The group’s typical targets have been energy sector organizations across Western nations, critical infrastructure providers in North America and Europe and organizations with cloud-hosted network infrastructure.

Some of its previous campaigns included the exploitation of vulnerabilities in WatchGuard (e.g. CVE-2022-26318) in 2021 and 2022, in Confluence (e.g. CVE-2021-26084, CVE-2023-22518) in 2022 and 2023 and in Veeam (e.g.
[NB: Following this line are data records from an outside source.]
PR #21, opened 2011-12-13
Change login example to be the same as Spring example

pmuir:
- rename to greeter
- remove login logic (anti-pattern)
- introduce DAO/Controller layer split to mirror Spring example


pmuir:
Sande, could you sanity check this change for me? Make sure I updated all relevant links..

sgilda:
Pete, 
I think you need to change the URL in the README from http://localhost:8080/jboss-as-login to http://localhost:8080/jboss-as-greeter.
When I grep 'login', I see the following instances. Not sure if you want to change them to 'greeter' also?
./src/main/resources/META-INF/persistence.xml:   <persistence-unit name="loginDatabase">
./src/main/webapp/greet.xhtml:      <h:form id="loginForm">
Should the following commented line be removed since the class doesn't exist?
./src/main/webapp/WEB-INF/beans.xml:

sgilda:
For some reason, the text that contained 'login' is missing from the comment above. I don't think it's necessary to rename all login to greeter, but just so you're aware:
./src/main/resources/META-INF/persistence.xml:   (greeterDatabase?)
       <persistence-unit name="loginDatabase">
./src/main/webapp/greet.xhtml:     (greeterForm?)
       <h:form id="loginForm">

pmuir:
References updated.

sgilda:
Looks good. Do I just click on "Merge pull request"? (This is my first one and I want to be sure)

pmuir:
Nooooo! This produces ugly merge commits. I will talk you through it on IRC.

sgilda:
Merged the changes.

CVE-2023-27532) in 2024.

However, Amazon noticed that in 2025, the group shifted it tactics away from vulnerability exploits and now favors the targeting of misconfigured customer network edge device – including some hosted on Amazon Web Services (AWS) – to gain initial access to its victims.

The Amazon report highlighted that the device misconfigurations are on the customer side, not on the AWS cloud infrastructure.
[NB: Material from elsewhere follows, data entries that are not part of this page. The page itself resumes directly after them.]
PR #24, opened 2011-12-17
Kitchensink-ml quickstart

sgilda:
The kitchensink-ml quickstart needs to be reviewed by an SME before pushing to jbossas.
It is based on the kitchensink, but I've changed a few things:
1: Added multiple language support. It currently supports English and French. I need someone with i18n experience to check that this is implemented in the correct way and is using best practices.
2. Enhanced the error reporting. For example, if you enter a duplicate key, you get the specific localised error.
I want someone to verify that the error handling is being done properly and the correct technique is being used to notify the page.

Some of the group’s typical targets include:

  • Enterprise routers and routing infrastructure
  • VPN concentrators and remote access gateways
  • Network management appliances
  • Collaboration and wiki platforms
  • Cloud-based project management systems

“This tactical adaptation enables the same operational outcomes, persistent access to critical infrastructure networks, credential harvesting and lateral movement into victim organizations’ online services and infrastructure, while reducing the actor’s exposure and resource expenditure,” the Amazon researchers noted.

Other tactics observed with this group by the Amazon researchers include harvesting credentials from compromised infrastructure to launch systematic replay attacks against victim organizations’ online services.

Likely Part of a Bigger Russian GRU Campaign

The attribution to the Russian GRU is based on infrastructure overlaps with previous operations linked to another GRU-linked threat group, known as Sandworm, APT44 or Seashell Blizzard.

The latest campaign targeting misconfigured edge devices also contain infrastructure overlaps with a group Bitdefender tracks as ‘Curly COMrades.’

This operation, documented by the cybersecurity firm on November 4, 2025, showed the Curly COMrades group abusing Hyper-V, Microsoft's native hypervisor technology, to evade endpoint detection and response (EDR) solutions and deploying two custom implants CurlyShell and CurlCat.

“We assess these may represent complementary operations within a broader GRU campaign, where one cluster focuses on network access and initial compromise while another handles host-based persistence and evasion,” the Amazone researchers wrote.

This operational division “aligns with GRU operational patterns of specialized subclusters supporting broader campaign objectives,” the Amazon report concluded.